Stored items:
----------------------------------------

PR #3891, opened 2022-07-27
Support sending 4GB file.

New-dev0:


Lonami (changes requested):
We should just remove the limit entirely in case it ever changes again. The error can also be removed after that.

Issue #836, opened 2018-06-05
The api_id/api_hash combination is invalid


tomillo:
It turns out that my script worked perfectly until I tried using it on another server, and from that moment on it stopped working and the error appears **api_id / api_hash combination is invalid**. I have checked api_id and hash_id many times, but they haven't changed.. so I would appreciate some help. Thanks.

```python
Traceback (most recent call last):
  File "mytelegram.py", line 41, in <module>
    tclient.send_code_request(phone)
  File "/Library/Frameworks/Python.framework/Versions/3.6/lib/python3.6/site-packages/telethon/telegram_client.py", line 241, in send_code_request
    result = self(SendCodeRequest(phone, self.api_id, self.api_hash))
  File "/Library/Frameworks/Python.framework/Versions/3.6/lib/python3.6/site-packages/telethon/telegram_bare_client.py", line 486, in __call__
    result = self._invoke(call_receive, request, ordered=ordered)
  File "/Library/Frameworks/Python.framework/Versions/3.6/lib/python3.6/site-packages/telethon/telegram_bare_client.py", line 583, in _invoke
    raise next(x.rpc_error for x in requests if x.rpc_error)
telethon.errors.rpc_error_list.ApiIdInvalidError: The api_id/api_hash combination is invalid
```

Lonami:
See #46, we already had issues with this. Specifically [this comment](https://github.com/LonamiWebs/Telethon/issues/46#issuecomment-293614461):
> As far as i know this problem has something to do with the  length of new API keys. All API keys that are 5 digits or less - works  perfectly. But new ones has 6 digits. And they fail to authorize.

Does your `api_id` have over 6 digits? Maybe, we had issues when they started having 6 digits, perhaps we have them again with them being 7. It wouldn't surprise me. My `api_id/api_hash` (with 5 digits) works just fine.

tomillo:
Thanks @Lonami for your reply. My `api_id`have 6 digits.

tomillo:
Still with the same error. Any help?

tomillo:
There’s a way to renew API ID/hash with the same account?

Lonami:
No.

zsamora:
check for spaces, mine was not working because of a blank space in the beginning

alvaropc:
Same problem here.
Telegram keeps giving IDs with more than 5 digits, why this cannot be solved?

Lonami:
[...]

PR #3914, opened 2022-08-28
Signing-in docs: Clarify bot accounts section

armanexplorer:
As mentioned in #836 by kylethedeveloper, it will be clearer if we more explicitly mention the origin of the API ID and hash used in bot accounts signing in. 
Also, the example misleads that maybe bot_token results from api_id and hash_id concatenation.

Works done:
- Add some minor descriptions to the bot accounts section
- Clarify and then unify the examples

### DIFF
--- a/readthedocs/basic/signing-in.rst
+++ b/readthedocs/basic/signing-in.rst
@@ -53,7 +53,7 @@ We can finally write some code to log into our account!
     from telethon import TelegramClient
 
     # Use your own values from my.telegram.org
-    api_id = 12345
+    api_id = 11111
     api_hash = '0123456789abcdef0123456789abcdef'
 
     async def main():
@@ -94,16 +94,21 @@ Signing In as a Bot Account
 ===========================
 
 You can also use Telethon for your bots (normal bot accounts, not users).
-You will still need an API ID and hash, but the process is very similar:
+You will still need an API ID and hash that could be retrived from *any application*
+created before.
 
+So, the process is very similar:
 
 .. code-block:: python
 
     import asyncio
     from telethon import TelegramClient
 
-    api_id = 12345
+    # Use the values retrieved from an application created in my.telegram.org
+    api_id = 11111
     api_hash = '0123456789abcdef0123456789abcdef'
+    
+    # Use the value retrieved from the bot account
     bot_token = '12345:0123456789abcdef0123456789abcdef'
 
     async def main():


readthedocs/basic/signing-in.rst
```diff
@@ -94,16 +94,21 @@ Signing In as a Bot Account
 ===========================
 
 You can also use Telethon for your bots (normal bot accounts, not users).
-You will still need an API ID and hash, but the process is very similar:
+You will still need an API ID and hash that could be retrived from *any application*
```
Lonami, line 97: I find this "from any application" wording confusing. What application?

I think it would be better to explicitly mention that the API ID comes from my.telegram.org, and the bot token is a completely separate thing coming from `@BotFather`, but both are needed. (With appropriate links to both sites.)

People also seem to be confused if every user of their application needs to provide their own API ID (no, they don't, the application uses the developer's API ID, which for someone reading the documentation, they are the developer and they have to obtain and provide their own API ID), but I don't know if it's a good idea to also explain that here (it might get too long or confusing).

readthedocs/basic/signing-in.rst
```diff
@@ -94,16 +94,21 @@ Signing In as a Bot Account
...
 
     import asyncio
     from telethon import TelegramClient
 
-    api_id = 12345
+    # Use the values retrieved from an application created in my.telegram.org
+    api_id = 11111
     api_hash = '0123456789abcdef0123456789abcdef'
+    
+    # Use the value retrieved from the bot account
```
Lonami, line 111:
```suggestion
    # Use the value retrieved from @BotFather in Telegram
```

readthedocs/basic/signing-in.rst
```diff
@@ -94,16 +94,21 @@ Signing In as a Bot Account
...
 
+So, the process is very similar:
 
 .. code-block:: python
 
     import asyncio
     from telethon import TelegramClient
 
-    api_id = 12345
+    # Use the values retrieved from an application created in my.telegram.org
```
Lonami, line 107:
```suggestion
    # Use the values retrieved from my.telegram.org
```

I still find "an application" confusing. As long as the text before describes how to create the application there, I don't think it's necessary to repeat the mentions to "application" here.

Lonami (changes requested):
I think it could be made clearer. Also note that this won't be in the documentation for a while because we're publishing to master, which is v2, which is a long time coming and I don't know when it will be released.

Lonami:
I'm going to close this since it hasn't seen activity for nearly a month and the PR is done against v2, not v1 (so it would not be reflected in the docs). Please feel free to open a new PR against the v1 branch once my comments have been resolved (we can still discuss them here).

PR #3924, opened 2022-09-13
fix reference to docs

xditya:
Change docs link from [latest](https://docs.telethon.dev/en/latest/concepts/entities.html) to [stable](https://docs.telethon.dev/en/stable/concepts/entities.html).


Lonami:
This was already done in the v1.24 branch and master is a long time coming so I'll close it until the time's right. Thanks!

PR #3933, opened 2022-09-21
Update to Layer 146

New-dev0:


Lonami:
[Layer 145 had over 10 commits with changes](https://github.com/telegramdesktop/tdesktop/commits/dev/Telegram/Resources/tl/api.tl). I'm still not super confident 146 won't change (which would mean I would need to do another release immediately which I would rather avoid). I think I'll wait a few more days before merging this.

PR #3998, opened 2022-12-11
Allow using friendly methods to send in topic forums.

New-dev0:


Lonami:
Sorry, it's annoying, but I don't want to add new features to v1, and this is in a way.

PR #4006, opened 2022-12-20
add spoiler, strike and underline

illvart:
- markdown `||spoiler||`
- html `<spoiler>spoiler</spoiler>`
- html `<strike>strike</strike>`
- markdown `--underline--`

### DIFF
--- a/telethon/extensions/html.py
+++ b/telethon/extensions/html.py
@@ -12,7 +12,7 @@ from ..tl.types import (
     MessageEntityBold, MessageEntityItalic, MessageEntityCode,
     MessageEntityPre, MessageEntityEmail, MessageEntityUrl,
     MessageEntityTextUrl, MessageEntityMentionName,
-    MessageEntityUnderline, MessageEntityStrike, MessageEntityBlockquote,
+    MessageEntityUnderline, MessageEntityStrike, MessageEntityBlockquote, MessageEntitySpoiler,
     TypeMessageEntity
 )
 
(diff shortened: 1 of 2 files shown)


telethon/extensions/html.py
```diff
@@ -195,8 +197,14 @@ def unparse(text: str, entities: Iterable[TypeMessageEntity], _offset: int = 0,
             html.append('<u>{}</u>'.format(entity_text))
         elif entity_type == MessageEntityStrike:
             html.append('<del>{}</del>'.format(entity_text))
+        elif entity_type == MessageEntityStrike:
+            html.append('<s>{}</s>'.format(entity_text))
+        elif entity_type == MessageEntityStrike:
```
hughbe, line 202: sorry if i'm missing something but isn't this the same condition as above?

illvart: > sorry if i'm missing something but isn't this the same condition as above?

Yes is same, because an alias for ~strike~.
- For html use `<del>`, `<s>`, or `<strike>`.
- For markdown use `~~`

Reference:
- [Allowed entities](https://core.telegram.org/api/entities#allowed-entities)

Lonami:
Thanks, but sorry, I don't want to add new features to v1. If you want, you could add your approach to https://github.com/LonamiWebs/Telethon/wiki/Sending-spoilers-and-custom-emoji.

telethon/extensions/html.py
Lonami: But as @hughbe points out, this would never run, because the one above just ran.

----------------------------------------

Give back exactly the lines from the line containing "- For html use" to the end of the entries, and no other lines.

Reply to the task:
- For html use `<del>`, `<s>`, or `<strike>`.
- For markdown use `~~`

Reference:
- [Allowed entities](https://core.telegram.org/api/entities#allowed-entities)

Lonami:
Thanks, but sorry, I don't want to add new features to v1. If you want, you could add your approach to https://github.com/LonamiWebs/Telethon/wiki/Sending-spoilers-and-custom-emoji.

telethon/extensions/html.py
Lonami: But as @hughbe points out, this would never run, because the one above just ran.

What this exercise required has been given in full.